Clinical Asst Prof Charlene Liew, Director of Innovation, Radiological Sciences Academic Clinical Programme, SingHealth; Deputy Chief Medical Informatics Officer, Changi General Hospital, Singapore
By Amit Roy Choudhury
Meet the Women in GovTech 2025.

Clin Asst Prof Charlene Liew, Director of Innovation, Radiological Sciences Academic Clinical Programme, SingHealth & Deputy Chief Medical Informatics Officer, Changi General Hospital, Singapore, shares her journey. Image: SingHealth.
1) How do you use your role to ensure that technology and policy are truly inclusive?
I believe that the use of artificial Intelligence (AI) in medicine should be inclusive by design. We should be intentional in developing unbiased AI models that truly represent the populations who will use them.

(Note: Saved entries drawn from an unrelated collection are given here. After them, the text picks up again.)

PR #7781, opened 2023-04-14
[Configs] Fix and update tokio-console features.

JoshLind:
Note: this PR is based on: https://github.com/aptos-labs/aptos-core/pull/7706

### Description
This PR makes a few small fixes/tweaks to our configs and features for tokio-console. Specifically:
- Rename the `aptos-console` feature to `tokio-console` (this seems more descriptive, as all it's doing is enabling tokio console).
- Fix a build error with quorum store (i.e., trying to build with the console feature today results in an error). For example:
```
310 |             let name = format!("batch_coordinator-{}", i).as_str();
    |                        ^^^^^^^^^^^^^^^^^^^^^^^^^^^^^^^^^^         - temporary value is freed at the end of this statement
    |                        |
    |                        creates a temporary which is freed while still in use
```
- Rename `console_port` to `tokio_console_port` in the configs (again, this is more descriptive).
- Update the configs such that the `tokio_console_port` is None by default.

### Test Plan
Existing test infrastructure and running `cargo build -p aptos-node --features=tokio-console` now actually builds.

### DIFF
--- a/config/src/config/logger_config.rs
+++ b/config/src/config/logger_config.rs
@@ -17,11 +17,10 @@ pub struct LoggerConfig {
     pub is_async: bool,
     // The default logging level for slog.
     pub level: Level,
-    // tokio-console port
-    pub console_port: Option<u16>,
     pub enable_telemetry_remote_log: bool,
     pub enable_telemetry_flush: bool,
     pub telemetry_level: Level,
+    pub tokio_console_port: Option<u16>,
 }
 
 impl Default for LoggerConfig {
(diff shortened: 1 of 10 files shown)


davidiw (approved):

config/src/config/logger_config.rs
```diff
@@ -31,25 +30,24 @@ impl Default for LoggerConfig {
...
-            // feature is enabled
-            console_port: Some(6669),
             enable_telemetry_remote_log: true,
             enable_telemetry_flush: true,
             telemetry_level: Level::Error,
+
+            // This is the default port used by tokio-console.
+            // Setting this to None will disable tokio-console
+            // even if the "tokio-console" feature is enabled.
+            tokio_console_port: None,
```
ibalajiarun, line 40: Hmm, where do we set this to `Some(..)` now? There is `randomize_ports()` fn below but it doesn't appear to be called.

JoshLind: This should only be set to `Some(...)` if we actually want to enable it, right? Are there any tests that actually use it? If so, that's (great) news to me 😄 My reasoning for `None` was that configs should default to production, and if folks want to test/experiment, they should override them 🤔

ibalajiarun: True, that is reasonable; we want to set a port only when we enable it. But, I was thinking we should set a default port when the feature is actually enabled, so no code is change is necessary to enable tokio-console. Otherwise, it might be too much friction to figure this out for someone.

JoshLind: > But, I was thinking we should set a default port when the feature is actually enabled, so no code is change is necessary to enable tokio-console.

Aah, yeah, that makes sense. FWIW, this is something that should hopefully be enabled soon (i.e., I'm currently working on a way to add finer-grained defaults, such that if a compiler feature is enabled (or a node is a certain type), we can specify these kinds of defaults. It'll hopefully be built on top of this: https://github.com/aptos-labs/aptos-core/pull/7783.

ibalajiarun (approved):
LGTM

PR #7783, opened 2023-04-14
[Configs] Add a new ConfigSanitizer component.

JoshLind:
Note: this PR is based on: https://github.com/aptos-labs/aptos-core/pull/7781

### Description
This PR adds a simple `ConfigSanitizer` component to the node configs. The purpose of the `ConfigSanitizer` is to validate, sanity check and sanitize all configs on node startup, to help ensure configs are well-formed and consistent (e.g., that invariants hold across node types and networks).

To do this, we: (i) load the config from disk; (ii) extract the node role from the config; (iii) extract the chain ID from the genesis blob; and (iv) validate the config according to the node role, chain ID and compilation flags. This allows us to enforce various properties about the configs. Note: we're already doing some of these verifications today, but: (i) we're missing a lot of basic checks to prevent users from shooting themselves in the foot; and (ii) whatever checks we do have are spread throughout the code, making it difficult to reason about. The `ConfigSanitizer` will at least provide us a single source of truth regarding config quality.

The PR offers two commits:
1. Add the new sanitizer trait and implementations.
2. Add unit tests to verify sanitizer correctness.

Note:
- I haven't added all the checks we may want to add (only some obvious ones), but we can extend the checks once this lands.
- My next step is to add support for fine-grained node config defaults.

### Test Plan

### DIFF
--- a/config/src/config/config_sanitizer.rs
+++ b/config/src/config/config_sanitizer.rs
@@ -1,10 +1,13 @@
 // Copyright © Aptos Foundation
 // SPDX-License-Identifier: Apache-2.0
 
-use crate::config::{
-    ApiConfig, BaseConfig, ConsensusConfig, Error, ExecutionConfig, IndexerConfig,
-    IndexerGrpcConfig, InspectionServiceConfig, LoggerConfig, MempoolConfig, NodeConfig,
-    PeerMonitoringServiceConfig, RoleType, StateSyncConfig, StorageConfig,
+use crate::{
+    config::{
+        ApiConfig, BaseConfig, ConsensusConfig, Error, ExecutionConfig, IndexerConfig,
+        IndexerGrpcConfig, InspectionServiceConfig, LoggerConfig, MempoolConfig, NodeConfig,
+        PeerMonitoringServiceConfig, RoleType, StateSyncConfig, StorageConfig,
+    },
+    network_id::NetworkId,
 };
 use aptos_types::chain_id::ChainId;
 use cfg_if::cfg_if;
@@ -190,21 +193,25 @@ fn sanitize_validator_network_config(
     if let Some(validator_network_config) = validator_network {
         let network_id = validator_network_config.network_id;
         if !network_id.is_validator_network() {
+            // TODO: improve the defaults!
+            // We must override the network ID to be a validator
+            // network ID as the config defaults to a public network ID.
+            validator_network_config.network_id = NetworkId::Validator;
+        }
+
+        // Verify that the node is a validator
+        if !node_role.is_validator() {
             return Err(Error::ConfigSanitizerFailed(
                 sanitizer_name,
-                format!(
-                    "Validator network config must have a validator network ID! Found ID: {}",
-                    network_id
-                ),
+                "The validator network config cannot be set for non-validators!".into(),
             ));
         }
 
-        // Verify that mutual authentication is enabled
+        // Ensure that mutual authentication is enabled
         if !validator_network_config.mutual_authentication {
-            return Err(Error::ConfigSanitizerFailed(
-                sanitizer_name,
-                "Mutual authentication must be enabled for the validator network!".into(),
-            ));
+            // TODO: improve the defaults!
+            // We must enable mutual authentication for validators
+            validator_network_config.mutual_authentication = true;
         }
 
         // Prepare the network id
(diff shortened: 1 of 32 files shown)


config/src/config/config_sanitizer.rs
```diff
@@ -0,0 +1,376 @@
...
+    }
+}
+
+impl ConfigSanitizer for NodeConfig {
+    fn sanitize(
+        node_config: &mut NodeConfig,
+        node_role: RoleType,
+        chain_id: ChainId,
+    ) -> Result<(), Error> {
+        // Sanitize the API config
```
davidiw, line 43: let's not add redundant comments loc is not measured :P

davidiw (approved):

config/src/config/config_sanitizer.rs
JoshLind: Lol 😆 The comments were initially there to remind me validate all sub-configs. But, I've removed them now 😄 

> loc is not measured :P
(My secret plan has been thwarted :trollface:)

config/src/config/config_sanitizer.rs
```diff
@@ -0,0 +1,326 @@
...
+    if let Some(failpoints) = failpoints {
+        if failpoints_enabled && failpoints.is_empty() {
+            return Err(Error::ConfigSanitizerFailed(
+                sanitizer_name,
+                "Failpoints are enabled, but the failpoints config is empty?".into(),
+            ));
+        } else if !failpoints_enabled && !failpoints.is_empty() {
+            return Err(Error::ConfigSanitizerFailed(
+                sanitizer_name,
+                "Failpoints are disabled, but the failpoints config is not empty!".into(),
```
brianolson, line 114: Is this too picky? Would someone want to turn it off (temporarily) but leave their config in place?

config/src/config/config_sanitizer.rs
```diff
@@ -0,0 +1,326 @@
...
+    if validator_network.is_none() && node_role.is_validator() {
+        return Err(Error::ConfigSanitizerFailed(
+            sanitizer_name,
+            "Validator network config cannot be empty for validators!".into(),
+        ));
+    }
+
+    // Check the validator network config
+    if let Some(validator_network_config) = validator_network {
+        let network_id = validator_network_config.network_id;
```
brianolson, line 194: check that `node_role.is_validator()` ?

config/src/config/indexer_grpc_config.rs
```diff
@@ -23,3 +32,36 @@ pub struct IndexerGrpcConfig {
     #[serde(default, skip_serializing_if = "Option::is_none")]
     pub output_batch_size: Option<u16>,
 }
+
```
brianolson, line 35: why not `impl Default for Indexer GrpcConfig {...}` ? It could set enabled=false and the other values. Then it's more clear what someone gets if they edit the .yaml and set enabled=true

config/src/config/logger_config.rs
```diff
@@ -51,3 +56,66 @@ impl LoggerConfig {
...
+        if is_tokio_console_enabled() && logger_config.tokio_console_port.is_none() {
+            return Err(Error::ConfigSanitizerFailed(
+                sanitizer_name,
+                "The tokio-console feature is enabled but the tokio console port is not set!"
+                    .into(),
+            ));
+        } else if !is_tokio_console_enabled() && logger_config.tokio_console_port.is_some() {
+            return Err(Error::ConfigSanitizerFailed(
+                sanitizer_name,
+                "The tokio-console feature is not enabled but the tokio console port is set!"
```
brianolson, line 80: another maybe-too picky spot? It's not bad to have it disabled but configured in case of turning it back on temporarily for diagnostics?

types/src/chain_id.rs
```diff
@@ -76,6 +76,37 @@ impl FromStr for NamedChain {
 #[derive(Clone, Copy, Deserialize, Eq, Hash, PartialEq, Serialize)]
 pub struct ChainId(u8);
 
+impl ChainId {
+    /// Returns true iff the chain ID matches devnet
+    pub fn is_devnet(&self) -> Result<bool> {
```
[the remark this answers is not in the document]
JoshLind: Personally, I'm not a super big fan of hiding errors. I'd rather the caller know (and explicitly have to deal with it), than just return `false` and allow the code to continue. But, maybe I'm a little extreme 😄

config/src/config/indexer_grpc_config.rs
JoshLind: Yeah, so this is something you can argue with @bowenyang007 and @larry-aptos about 😄 I just moved things around. I agree -- I much prefer defaulting, too.

config/src/config/config_sanitizer.rs
JoshLind: Good question. I think `failpoints` are only enabled in specific types of test infra (e.g., forge), so I can't really imagine anyone wanting to enable the feature locally and not set the failpoints. I'm inclined to be strict, and then loosen it later (if we find a reasonable use-case)?

config/src/config/config_sanitizer.rs
JoshLind: Aah, yeah, makes sense!

config/src/config/logger_config.rs
JoshLind: Potentially. @ibalajiarun actually mentioned something similar too (e.g., see here for my reasoning: https://github.com/aptos-labs/aptos-core/pull/7781). I think the best approach is to probably change the default based on the `tokio-console` feature (i.e., it's it's enabled we set the config to `Some(...)`, otherwise, we set it to `None`). And this kind of fine-grained tuning is coming soon (my next PR?), so hopefully we can get the best of both worlds once this lands.

bchocho (approved):
LGTM!

JoshLind:
Landing this to unblock the quorum store checks.

PR #7788, opened 2023-04-15
[Quorum Store] Include author to transactions in digest

bchocho:
### Description

The author in the payload will prevent a malicious validator from making the same payload as another validator, which has some theoretical attacks given our implementation.

### DIFF
--- a/consensus/src/quorum_store/types.rs
+++ b/consensus/src/quorum_store/types.rs
@@ -156,6 +156,10 @@ impl Batch {
 
     pub fn verify(&self) -> anyhow::Result<()> {
         ensure!(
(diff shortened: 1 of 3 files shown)


consensus/src/quorum_store/types.rs
sasha8, line 1: Having the author be part of the batch payload feels like a hack.
But if @zekun000 will approve I will as well :)

zekun000 (approved):

sasha8 (approved):
This is ugly, but I stamp as I promised :)

sherry-x:
why is this needed? can we have some brief description :)

PR #7789, opened 2023-04-15
[CLI] Fix empty vector, and cleanup vec<u8> parsing

gregnazario:


lightmark:
could we use recursive `[]` to represent vectors? I don't think we should ensure backwards compatibility for CLI if we witness a significant shortcoming of the current input format.

alnoki:
> could we use recursive `[]` to represent vectors? I don't think we should ensure backwards compatibility for CLI if we witness a significant shortcoming of the current input format.

@lightmark @gregnazario #7790 adds recursive `[]`.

In practice, this means my team and I take concrete steps to mitigate bias throughout our entire development process, starting from the selection of training datasets. After deployment, we continue evaluating our solutions and making adjustments to improve fairness and inclusivity based on real-world performance.
2) What’s a moment in your career when you saw firsthand how technology or a new policy changed a citizen’s life for the better?
One of the most impactful moments for me was when our chest X-ray triaging AI model went live at Changi General Hospital in 2024. I had the opportunity to see how this technology changed the patient experience in real-time.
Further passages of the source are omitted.